Work order:
Only the lines from the top of the material through the line containing "set to PREFER_GPU" should be restated, each one exactly.

Raw data:
PR #26075, opened 2025-09-18
Declare Shape, Reshape, Transpose for opsets 21, 23 on CUDA

xadupre:


yuslepukhin:
Does it fix it?

xadupre:
It works fine on the model I used to test. I did not check the whole list of missing kernels declarations. We could also change the logic behind the kernel selection. An operator is often upgraded because it supports more types but onnxruntime does not always implements the kernel for the new types.

PR #26085, opened 2025-09-18
[QNN-EP] Add GPU to QNN EP factory

qti-mattsinc:
## Description

Make the GPU backend visible to users of the WinML API.

The V2 EP selection mechanism will now expose the GPU device for QNN. The GPU can be picked when:

* The device list contains only GPU
* The execution policy is set to PREFER_GPU

If multiple devices (e.g. HTP and GPU) are provided to `AppendExecutionProviders_V2`, whichever device was provided last in the list will be used.

## Motivation and Context
Required to enable WinML usage with the QNN GPU backend

### DIFF
--- a/onnxruntime/core/providers/qnn/qnn_provider_factory.cc
+++ b/onnxruntime/core/providers/qnn/qnn_provider_factory.cc
@@ -82,15 +82,11 @@ struct QNN_Provider : Provider {
 
   Status CreateIExecutionProvider(const OrtHardwareDevice* const* /*devices*/,
                                   const OrtKeyValuePairs* const* /*ep_metadata*/,
-                                  size_t num_devices,
+                                  size_t /*num_devices*/,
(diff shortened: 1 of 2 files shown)


johnpaultaken:
@adrianlizarraga  @HectorSVC  This is the GPU enablement for V2 EP selection that I mentioned in last weeks meeting. Please approve. Thanks.

qti-mattsinc:
CI was failing for one of the added autoep tests. Looks like the CI environment does not have the appropriate hardware for running tests on QNN HTP / GPU (judging from [default_providers.cc:L253](https://github.com/microsoft/onnxruntime/blob/f6b405c9c50fe855e8745b5774d385de7238ec84/onnxruntime/test/util/default_providers.cc#L253) and from all the Qnn{HTP,GPU}BackendTests skipping), so I've removed it.

PR #26088, opened 2025-09-18
MemcpyFromHost and MemcpyToHost support for plugin EPs

edgchen1:
### Description

Add support for `MemcpyFromHost` and `MemcpyToHost` ops with plugin EPs.

- Add CPU EP fallback kernels for the memcpy ops. These are generic implementations using a data transfer manager.
- Update `SessionState::PopulateKernelCreateInfo()` to fall back to CPU memcpy kernels if a node's assigned provider doesn't have them.
- Update `MemcpyTransformer` to determine whether providers are CPU-based or compatible with other providers by looking at the device type instead of matching against a hardcoded list of provider types. This accommodates plugin EPs, where the provider type can't be hardcoded.

### Motivation and Context

Allow plugin EPs to work with models where memcpy ops are required (i.e., models where connected nodes are not fully assigned to the plugin EP).

### DIFF
--- a/onnxruntime/test/autoep/library/ep_stream_support.cc
+++ b/onnxruntime/test/autoep/library/ep_stream_support.cc
@@ -61,12 +61,11 @@ OrtStatus* ORT_API_CALL NotificationImpl::ActivateImpl(_In_ OrtSyncNotificationI
 /*static*/
 OrtStatus* ORT_API_CALL NotificationImpl::WaitOnDeviceImpl(_In_ OrtSyncNotificationImpl* this_ptr,
                                                            _In_ OrtSyncStream* stream) noexcept {
-  auto& impl = *static_cast<NotificationImpl*>(this_ptr);
-
-  // TODO is this the right place to check `stream != nullptr` or should that be done elsewhere?
   if (stream == nullptr) {
     return nullptr;
   }
+
+  auto& impl = *static_cast<NotificationImpl*>(this_ptr);
 
   void* handle = impl.ort_api.SyncStream_GetHandle(stream);
   static_cast<void>(handle);


onnxruntime/core/optimizer/transformer_memcpy.h
```diff
@@ -19,13 +23,17 @@ Transformer that inserts nodes to copy memory between devices when needed.
 */
 class MemcpyTransformer : public GraphTransformer {
  public:
-  MemcpyTransformer(const std::vector<std::string>& provider_types, const KernelRegistryManager& registry_manager)
-      : GraphTransformer("MemcpyTransformer"), provider_types_(provider_types), registry_manager_(std::cref(registry_manager)) {}
+  MemcpyTransformer(InlinedVector<gsl::not_null<const IExecutionProvider*>> providers,
```
adrianlizarraga, line 28: You probably already saw this but there's a test that is still using the old `MemcpyTransformer()` constructor:

> test/framework/memcpy_transformer_test.cc:115:93: error: no matching function for call to ‘onnxruntime::MemcpyTransformer::MemcpyTransformer(<brace-enclosed initializer list>, onnxruntime::KernelRegistryManager&)’
  115 |   MemcpyTransformer transformer({onnxruntime::kCudaExecutionProvider}, test_registry_manager);

onnxruntime/test/autoep/library/ep.cc
```diff
@@ -248,6 +248,27 @@ OrtStatus* ORT_API_CALL ExampleEp::GetCapabilityImpl(OrtEp* this_ptr, const OrtG
...
+          const auto is_static_shape = [](gsl::span<const int64_t> shape) -> bool {
+            return std::all_of(shape.begin(), shape.end(), [](int64_t dim) { return dim >= 0; });
+          };
+
+          if (!is_static_shape(*input_0_shape) || !is_static_shape(*input_1_shape)) {
+            continue;  // input shape has dynamic dimensions
+          }
+
+          if (*input_0_shape != *input_1_shape) {
+            continue;  // input shapes do not match (no broadcasting support for now)
```
edgchen1, line 268: note: added these additional GetCapability checks to pass this test when run with this plugin EP.

https://github.com/microsoft/onnxruntime/blob/f6b405c9c50fe855e8745b5774d385de7238ec84/onnxruntime/test/providers/cpu/nn/flatten_op_test.cc#L79

it has a Mul with broadcasting.

onnxruntime/core/framework/utils.h
```diff
@@ -52,12 +52,8 @@ void DestroyStrings(void* p_data, int64_t elements);
 
 const std::string& GetNodeInputProviderType(const SessionState::NodeInfo& info);
 
-// EP used for internal testing. We define it here as it's used in ProviderIsCpuBased, but we don't want
-// it to be in the public header include/onnxruntime/core/graph/constants.h as it's purely internal.
-constexpr const char* kInternalTestingExecutionProvider = "InternalTestingExecutionProvider";
```
edgchen1, line 57: note: moved to internal_testing_execution_provider.h

onnxruntime/test/autoep/library/ep_stream_support.cc
```diff
@@ -62,6 +62,12 @@ OrtStatus* ORT_API_CALL NotificationImpl::ActivateImpl(_In_ OrtSyncNotificationI
 OrtStatus* ORT_API_CALL NotificationImpl::WaitOnDeviceImpl(_In_ OrtSyncNotificationImpl* this_ptr,
                                                            _In_ OrtSyncStream* stream) noexcept {
   auto& impl = *static_cast<NotificationImpl*>(this_ptr);
+
+  // TODO is this the right place to check `stream != nullptr` or should that be done elsewhere?
+  if (stream == nullptr) {
```
edgchen1, line 64: I ran into `stream` being nullptr in a test. not sure if that should have been caught earlier or if implementors are expected to handle a possibly null stream.

onnxruntime/core/optimizer/transformer_memcpy.cc
```diff
@@ -218,10 +223,11 @@ void TransformerMemcpyImpl::ProcessDefs(onnxruntime::Node& node,
...
   auto node_provider_type = node.GetExecutionProviderType();
-  if ((node_provider_type == provider_) ||
-      (node_provider_type == kCudaExecutionProvider && kTensorrtExecutionProvider == provider_) ||
-      (node_provider_type == kCudaExecutionProvider && kNvTensorRTRTXExecutionProvider == provider_) ||
-      (node_provider_type == kRocmExecutionProvider && kMIGraphXExecutionProvider == provider_)) {
+  // TODO consider using info from provider device to detect compatibility instead of checking provider types
+  if ((node_provider_type == provider_.Type()) ||
+      (node_provider_type == kCudaExecutionProvider && kTensorrtExecutionProvider == provider_.Type()) ||
+      (node_provider_type == kCudaExecutionProvider && kNvTensorRTRTXExecutionProvider == provider_.Type()) ||
+      (node_provider_type == kRocmExecutionProvider && kMIGraphXExecutionProvider == provider_.Type())) {
```
skottmckay: Can we get rid of this by using the OrtDevice from each EP for comparisons instead of the EP name?

onnxruntime/core/providers/cpu/cpu_execution_provider.cc
```diff
@@ -39,6 +67,8 @@ std::vector<AllocatorPtr> CPUExecutionProvider::CreatePreferredAllocators() {
 }
 
 // Forward declarations of op kernels
+class ONNX_OPERATOR_KERNEL_CLASS_NAME(kCpuExecutionProvider, kOnnxDomain, 1, MemcpyFromHost);
+class ONNX_OPERATOR_KERNEL_CLASS_NAME(kCpuExecutionProvider, kOnnxDomain, 1, MemcpyToHost);
```
skottmckay, line 71: nit: can we use a different domain given these aren't onnx ops?

onnxruntime/test/autoep/library/ep_stream_support.cc
skottmckay: Stream support is optional for an EP to implement. Not sure it's expected as we wouldn't have registered any handlers in `PluginExecutionProvider::RegisterStreamHandlers`, so I wouldn't have thought there was a path to call to this function given that. Could just be the test setup though.

onnxruntime/core/providers/cpu/cpu_execution_provider.cc
edgchen1: I looked into this, and it seemed a bit more involved if we use a separate domain for these new kernels. it would require a new op schema. also, in `SessionState::PopulateKernelCreateInfo()` (where the fallback currently happens), it seems tricky to update the node's domain.

the original choice of using the onnx domain for these memcpy ops is not ideal but it seems simpler to be consistent.

onnxruntime/test/autoep/library/ep_stream_support.cc
edgchen1: looks like the test EP does claim to be stream-aware.

https://github.com/microsoft/onnxruntime/blob/1c436de5ccd05181a28cc6e8d5f04661ceab0e0e/onnxruntime/test/autoep/library/ep_factory.cc#L294-L297

I'll remove the TODO comment.

snnn:

PR #26092, opened 2025-09-19
Write parameters based on output shapes not the amount of names

TedThemistokleous:
Running into a case where the amount of names being larger than inputs from the MIGraphX program causes us to go out of bounds and try to index outputs that don't exist. This leads to undefined/broken behavior (faults)

### Description

This fixes an out of bounds condition that occurs when output_names() errornoursly is used to bind size of the amount of inputs used for setting parameters in MIGraphX EP

### Motivation and Context

Seeing this in some cases for user data

### DIFF
--- a/onnxruntime/core/providers/migraphx/migraphx_execution_provider.cc
+++ b/onnxruntime/core/providers/migraphx/migraphx_execution_provider.cc
@@ -1359,7 +1359,7 @@ Status MIGraphXExecutionProvider::Compile(const std::vector<FusedNodeAndGraph>& 
       }
 
       auto prog_output_shapes = prog.get_output_shapes();
-      for (std::size_t i = 0; i < output_names.size(); ++i) {
+      for (std::size_t i = 0; i < prog_output_shapes.size(); ++i) {
         auto out_len = prog_output_shapes[i].lengths();
         options.set_input_parameter_shape(output_names[i], out_len);
       }


snnn (approved):
This looks like a good bug fix. Using `prog_output_shapes.size()` as the loop bound is the correct approach to prevent the out-of-bounds access.

I have a question about testing: How is this change tested? Are there any existing tests that cover this scenario, or should a new test be added to prevent regressions?

I am approving this PR, but it would be great to get some information on the testing strategy.

onnxruntime/core/providers/migraphx/migraphx_execution_provider.cc
```diff
@@ -1359,7 +1359,7 @@ Status MIGraphXExecutionProvider::Compile(const std::vector<FusedNodeAndGraph>&
       }
 
       auto prog_output_shapes = prog.get_output_shapes();
-      for (std::size_t i = 0; i < output_names.size(); ++i) {
+      for (std::size_t i = 0; i < prog_output_shapes.size(); ++i) {
         auto out_len = prog_output_shapes[i].lengths();
         options.set_input_parameter_shape(output_names[i], out_len);
```
snnn, line 1364: How do we ensure that output_names[i] won't have an out-of-bound access error?

TedThemistokleous:
> This looks like a good bug fix. Using `prog_output_shapes.size()` as the loop bound is the correct approach to prevent the out-of-bounds access.
> 
> I have a question about testing: How is this change tested? Are there any existing tests that cover this scenario, or should a new test be added to prevent regressions?
> 
> I am approving this PR, but it would be great to get some information on the testing strategy.

Appreciate it

We were seeing this in a customer model. There's a case we're hitting right now where it appears between the GetCapability() call in the EP and Compile() steps, the entire graph, including dangling outputs of some operators are being fused and used as final outputs instead of dropped.

MIGraphX by default will prune dangling/dead outputs as part of our compile and what happens in the EP is since we were traversing by output_names originally, would get an out of bounds index error as MIGraphX is seeing 1 output, wheras Onnxruntime is seeing 17 (8 ops with 2 dangling outputs + 1 real output).

Seems like the result from the graph_viewer is errornously including the output of intermediary nodes in the final output list which is what's also causing this. This fix ultimately solves correctness withing the MIGraphX EP here since we should only be iterating over the known amount of inputs/outputs from the MIGraphX program.

@snnn if you have any idea how to do the output prune I'm all ears. Its leading to anther what appears failure/signal during runs through the EP wheras the same model (even after compiling through the EP) appears fine using MIGraphX tooling (migraphx-driver)

To further add to this we've dumped the resulting onnx file after we get it before MIGraphX does a compile() and Onnxruntime is fundamentally changing the model by adding the additional dangling operator outputs as final outputs.  I was able to catch and see this visually using a tool like netron

TedThemistokleous:
@snnn  refer to the issue I just opened - https://github.com/microsoft/onnxruntime/issues/26176

Seeing weird behavior or I'm just not drinking enough coffee to determine where or why this is occurring.

onnxruntime/core/providers/migraphx/migraphx_execution_provider.cc
TedThemistokleous: output_names is gathered from graph viewer and it has a list of all the output names

TedThemistokleous:
@devang-ml  can we get this in since this is approved?

TedThemistokleous:
ping @devang-ml @snnn  @tianleiwu  this is approved and all green. Can we get this merged?

PR #26103, opened 2025-09-20
[DO NOT REVIEW OR MERGE] Test PR

hariharans29:
### Description
TBD

### Motivation and Context
TBD

### DIFF
--- a/onnxruntime/core/mlas/lib/convolve.cpp
+++ b/onnxruntime/core/mlas/lib/convolve.cpp
@@ -729,6 +729,61 @@ Return Value:
     }
 }
 
+void
+MlasConvExpandThenGemmSegmentedThreaded(
+    void* Context,
+    ptrdiff_t Index
+)
+{
+    MLAS_CONV_WORK_BLOCK* WorkBlock = (MLAS_CONV_WORK_BLOCK*)Context;
+
+    const MLAS_CONV_PARAMETERS* Parameters = WorkBlock->Parameters;
+
+    const size_t GroupCount = Parameters->GroupCount;
+    const size_t BatchGroupCount = Parameters->BatchCount * GroupCount;
+
+    const size_t TargetThreadCount = WorkBlock->TargetThreadCount;
+
+    const size_t BatchGroupCountPerThread = BatchGroupCount / TargetThreadCount;
+    const size_t BatchGroupCountExtra = BatchGroupCount % TargetThreadCount;
+
+    size_t BatchGroupStart;
+    size_t BatchGroupEnd;
+
+    if (uint32_t(Index) < BatchGroupCountExtra) {
+        BatchGroupStart = (BatchGroupCountPerThread + 1) * Index;
+        BatchGroupEnd = BatchGroupStart + BatchGroupCountPerThread + 1;
+    } else {
+        BatchGroupStart = BatchGroupCountPerThread * Index + BatchGroupCountExtra;
+        BatchGroupEnd = BatchGroupStart + BatchGroupCountPerThread;
+    }
+
+    const size_t FilterCount = Parameters->FilterCount;
+    const size_t OutputSize = Parameters->OutputSize;
+    const size_t K = Parameters->K;
+
+    const size_t InputGroupSize = Parameters->InputChannels * Parameters->InputSize;
+    const size_t OutputGroupSize = FilterCount * OutputSize;
+    const size_t FilterGroupSize = FilterCount * K;
+
+    // std::cout << "Address of WorkBlock->WorkingBuffer" << WorkBlock->WorkingBuffer << std::endl;
+
+    for (size_t bg = BatchGroupStart; bg < BatchGroupEnd; bg++) {
+        size_t group = bg % GroupCount;
+
+        const float* input = WorkBlock->Input + bg * InputGroupSize;
+        const float* filter = WorkBlock->Filter + group * FilterGroupSize;
+        float* output = WorkBlock->Output + bg * OutputGroupSize;
+        const float* bias = WorkBlock->Bias;
+        if (bias != nullptr) {
+            bias += group * FilterCount;
+        }
+        float* ColumnBuffer = WorkBlock->WorkingBuffer + Index * OutputSize * K;
+
+        MlasConvOperation(Parameters, input, filter, bias, ColumnBuffer, output, 0, OutputSize);
+    }
+}
+
 inline
 bool
 MlasConvTryMultithread(
@@ -918,6 +973,32 @@ Return Value:
     }
 
 #endif
+
+    if (Algorithm == MlasConvAlgorithmExpandThenGemmSegmented && ((BatchCount > 1) || (GroupCount > 1))) {
+        const size_t BatchGroupCount = BatchCount * GroupCount;
+
+        ptrdiff_t TargetThreadCount = MlasGetMaximumThreadCount(ThreadPool);
+        // TargetThreadCount = 16;
+
+
+        if (size_t(TargetThreadCount) >= BatchGroupCount) {
+            TargetThreadCount = int32_t(BatchGroupCount);
+        }
+
+        MLAS_CONV_WORK_BLOCK WorkBlock;
+
+        WorkBlock.Parameters = Parameters;
+        WorkBlock.Input = Input;
+        WorkBlock.Filter = Filter;
+        WorkBlock.Bias = Bias;
+        WorkBlock.WorkingBuffer = WorkingBuffer;
+        WorkBlock.Output = Output;
+        WorkBlock.TargetThreadCount = TargetThreadCount;
+
+        MlasExecuteThreaded(MlasConvExpandThenGemmSegmentedThreaded, &WorkBlock, TargetThreadCount, ThreadPool);
+
+        return;
+    }
 
     //
     // Iterate over each batch and group.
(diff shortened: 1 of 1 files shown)


onnxruntime/core/mlas/lib/convolve.cpp
```diff
@@ -729,6 +729,59 @@ Return Value:
...
+
+    const size_t TargetThreadCount = WorkBlock->TargetThreadCount;
+
+    const size_t BatchGroupCountPerThread = BatchGroupCount / TargetThreadCount;
+    const size_t BatchGroupCountExtra = BatchGroupCount % TargetThreadCount;
+
+    size_t BatchGroupStart;
+    size_t BatchGroupEnd;
+
+    if (static_cast<uint32_t>(Index) < BatchGroupCountExtra) {
```
edgchen1:
```suggestion
    if (static_cast<size_t>(Index) < BatchGroupCountExtra) {
```

onnxruntime/core/mlas/lib/convolve.cpp
```diff
@@ -729,6 +729,59 @@ Return Value:
     }
 }
 
+void
+MlasConvExpandThenGemmSegmentedThreaded(
+    void* Context,
+    ptrdiff_t Index
+)
+{
```
edgchen1, line 760: could we add some documentation for this function? in particular, it might be useful to describe how it differs from `MlasConvTryMultithread()`

onnxruntime/core/mlas/lib/convolve.cpp
```diff
@@ -1308,6 +1385,16 @@ Return Value:
         Parameters->u.ExpandThenGemmSegmented.ThreadStrideN = StrideN;
 
         *WorkingBufferSize = TargetThreadCount * MLAS_CONV_WORKING_BUFFER_SIZE_PER_THREAD;
+
+        if (Parameters->BatchCount > 1 || Parameters->GroupCount > 1) {
+
+            size_t WorkingBufferSizePerThread = std::max(Parameters->OutputSize * Parameters->K, std::max(Parameters->FilterCount * Parameters->OutputSize, static_cast<size_t>(MLAS_CONV_WORKING_BUFFER_SIZE_PER_THREAD)));
```
edgchen1: nit: line length

edgchen1: also, there's an `std::max` overload which takes more than one argument

onnxruntime/core/mlas/lib/convolve.cpp
```diff
@@ -919,6 +972,30 @@ Return Value:
 
 #endif
 
+    if (Algorithm == MlasConvAlgorithmExpandThenGemmSegmented && ((BatchCount > 1) || (GroupCount > 1))) {
+        const size_t BatchGroupCount = BatchCount * GroupCount;
+
+        ptrdiff_t TargetThreadCount = MlasGetMaximumThreadCount(ThreadPool);
+
+        if (size_t(TargetThreadCount) >= BatchGroupCount) {
+            TargetThreadCount = ptrdiff_t(BatchGroupCount);
```
edgchen1: nit: `static_cast` instead of function-style casts

hariharans29: I thought of that - but on line 947 - we seem to apply C style cast. So, I kept it consistent.

onnxruntime/core/mlas/lib/convolve.cpp
hariharans29: I am not quite sure of that myself. From what I understand, MlasConvTryMultithread() tries to split the work across the `N` dimension (i.e.) the output columns, whereas this implementation spreads the work across the batch size and group count of the convolution operation. It is not clear to me which approach is better when we have minimal parallelization opportunity across the batch and group dimensions. Let us say when BS = 2 and group count = 1, we still will use this new path but we won't invoke the `MlasConvTryMultithread()` which may be quite detrmental. Perhaps, we should only use the new approach when BS * group_count >= threshold. The threshold will be tuneable.

onnxruntime/core/mlas/lib/convolve.cpp
hariharans29: Fixed here and the other instance of the same issue too

onnxruntime/core/mlas/lib/convolve.cpp
hariharans29: Then again, usually people pass in a batch of images == cpu core count - so I guess it should be okay.

Maybe another PR can introduce "online" algorithm selection for the Conv algorithm (i.e.) run all possible algorithms for a provided {activation, filter} combination and cache the best algorithm to be used.

onnxruntime/core/mlas/lib/convolve.cpp
hariharans29: Thanks for the tip. Used the initializer list and reduced line length.

onnxruntime/test/mlas/bench/bench_sconv.cpp
```diff
@@ -138,6 +139,113 @@ void SCONV_NCHW(benchmark::State& state, const char* /*dummy*/) {
   }
 }
 
+MLAS_THREADPOOL* GetMlasThreadPool(void) {
+  static auto threadpool = std::make_unique<onnxruntime::concurrency::ThreadPool>(
+      &onnxruntime::Env::Default(), onnxruntime::ThreadOptions(), nullptr, 4, true);
+  return threadpool.get();
+}
```
edgchen1: `GetMlasThreadPool(void)` is already defined here:

https://github.com/microsoft/onnxruntime/blob/cd4ac4943465fbbadbbc622dcfd11f453a27a2c1/onnxruntime/test/mlas/unittest/test_main.cpp#L10-L24

instead of providing another definition, can we maybe refactor the existing one to allow customization?

e.g., maybe have a helper `std::unique_ptr<MLAS_THREADPOOL> CreateMlasThreadPool(int degree_of_parallelism)` and update `GetMlasThreadPool()` to call that and also call that here directly.

edgchen1: also, it would be good to limit inclusion of ORT headers (like `#include "core/util/thread_utils.h"`) to fewer files.

onnxruntime/core/mlas/lib/convolve.cpp
```diff
@@ -891,7 +967,7 @@ Return Value:
         ptrdiff_t TargetThreadCount = MlasGetMaximumThreadCount(ThreadPool);
 
         if (size_t(TargetThreadCount) >= BatchGroupCount) {
```
edgchen1: I know this is how it was before this PR, but see https://google.github.io/styleguide/cppguide.html#Casting
```suggestion
        if (static_cast<size_t>(TargetThreadCount) >= BatchGroupCount) {
```

onnxruntime/core/mlas/lib/convolve.cpp
```diff
@@ -919,6 +995,30 @@ Return Value:
 
 #endif
 
+    if (Algorithm == MlasConvAlgorithmExpandThenGemmSegmented && ((BatchCount > 1) || (GroupCount > 1))) {
+        const size_t BatchGroupCount = BatchCount * GroupCount;
+
+        ptrdiff_t TargetThreadCount = MlasGetMaximumThreadCount(ThreadPool);
+
+        if (size_t(TargetThreadCount) >= BatchGroupCount) {
```
edgchen1:
```suggestion
        if (static_cast<size_t>(TargetThreadCount) >= BatchGroupCount) {
```

onnxruntime/test/mlas/bench/bench_sconv.cpp
hariharans29: Can this be done in another PR ? There are quite a few call sites that need modifying. Can I make this a file scoped function for now and rename it to indicate isolation to this benchmark ?

hariharans29: Made it static and renamed it. WIll make the change to remove the duplicate definition in another PR later.

edgchen1: renaming it sounds good. the important thing is that we don't have two definitions of the same function.

onnxruntime/core/mlas/lib/convolve.cpp
```diff
@@ -1308,6 +1408,18 @@ Return Value:
         Parameters->u.ExpandThenGemmSegmented.ThreadStrideN = StrideN;
 
         *WorkingBufferSize = TargetThreadCount * MLAS_CONV_WORKING_BUFFER_SIZE_PER_THREAD;
+
+        if (Parameters->BatchCount > 1 || Parameters->GroupCount > 1) {
+
+            size_t WorkingBufferSizePerThread = std::max({Parameters->OutputSize * Parameters->K, 
+                                                          Parameters->FilterCount * Parameters->OutputSize, 
+                                                          static_cast<size_t>(MLAS_CONV_WORKING_BUFFER_SIZE_PER_THREAD)});
+            TargetThreadCount = MaximumThreadCount;
```
edgchen1, line 1417: `TargetThreadCount` is getting set again here, but it is not being used to update `Parameters->ThreadCount`, as it is above. is this intentional?

onnxruntime/test/mlas/bench/bench_sconv.cpp
edgchen1: > There are quite a few call sites that need modifying.

to clarify, what I wanted to suggest was something like this:

```c++
std::unique_ptr<MLAS_THREADPOOL> CreateMlasThreadPool(int degree_of_parallelism) {
  return std::make_unique<onnxruntime::concurrency::ThreadPool>( 
             &onnxruntime::Env::Default(), onnxruntime::ThreadOptions(), nullptr, degree_of_parallelism, true);
}

MLAS_THREADPOOL* GetMlasThreadPool(void) { 
  static auto threadpool = CreateMlasThreadPool(2);
  return threadpool.get();
}
```

so the signature of `GetMlasThreadPool()` is unchanged. I don't think it should require modifying existing call sites.

onnxruntime/core/mlas/lib/convolve.cpp
hariharans29: Hmm - good point. I don't know if it was intentional or not. In any case, I think the TargetThreadCount here is only for finding the size of the woking buffer.

As an aside, I don't see any execution path within MlasConv() actually reference Parameters->ThreadCount !!? Each implementation seems to disregard the the Parameters->ThreadCount and comes up with its own target thread count based on what the implementatation is parallelizing on which it then adds to its WorkBlock instance.

edgchen1: ok, if `Parameters->ThreadCount` is not actually used, perhaps it would be worth cleaning up later

onnxruntime/test/mlas/bench/bench_sconv.cpp
hariharans29: Ah ok. Makes sense. If I push any more changes, I ll incorporate it.

apsonawane:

Problem solution:
PR #26075, opened 2025-09-18
Declare Shape, Reshape, Transpose for opsets 21, 23 on CUDA

xadupre:


yuslepukhin:
Does it fix it?

xadupre:
It works fine on the model I used to test. I did not check the whole list of missing kernels declarations. We could also change the logic behind the kernel selection. An operator is often upgraded because it supports more types but onnxruntime does not always implements the kernel for the new types.

PR #26085, opened 2025-09-18
[QNN-EP] Add GPU to QNN EP factory

qti-mattsinc:
## Description

Make the GPU backend visible to users of the WinML API.

The V2 EP selection mechanism will now expose the GPU device for QNN. The GPU can be picked when:

* The device list contains only GPU
* The execution policy is set to PREFER_GPU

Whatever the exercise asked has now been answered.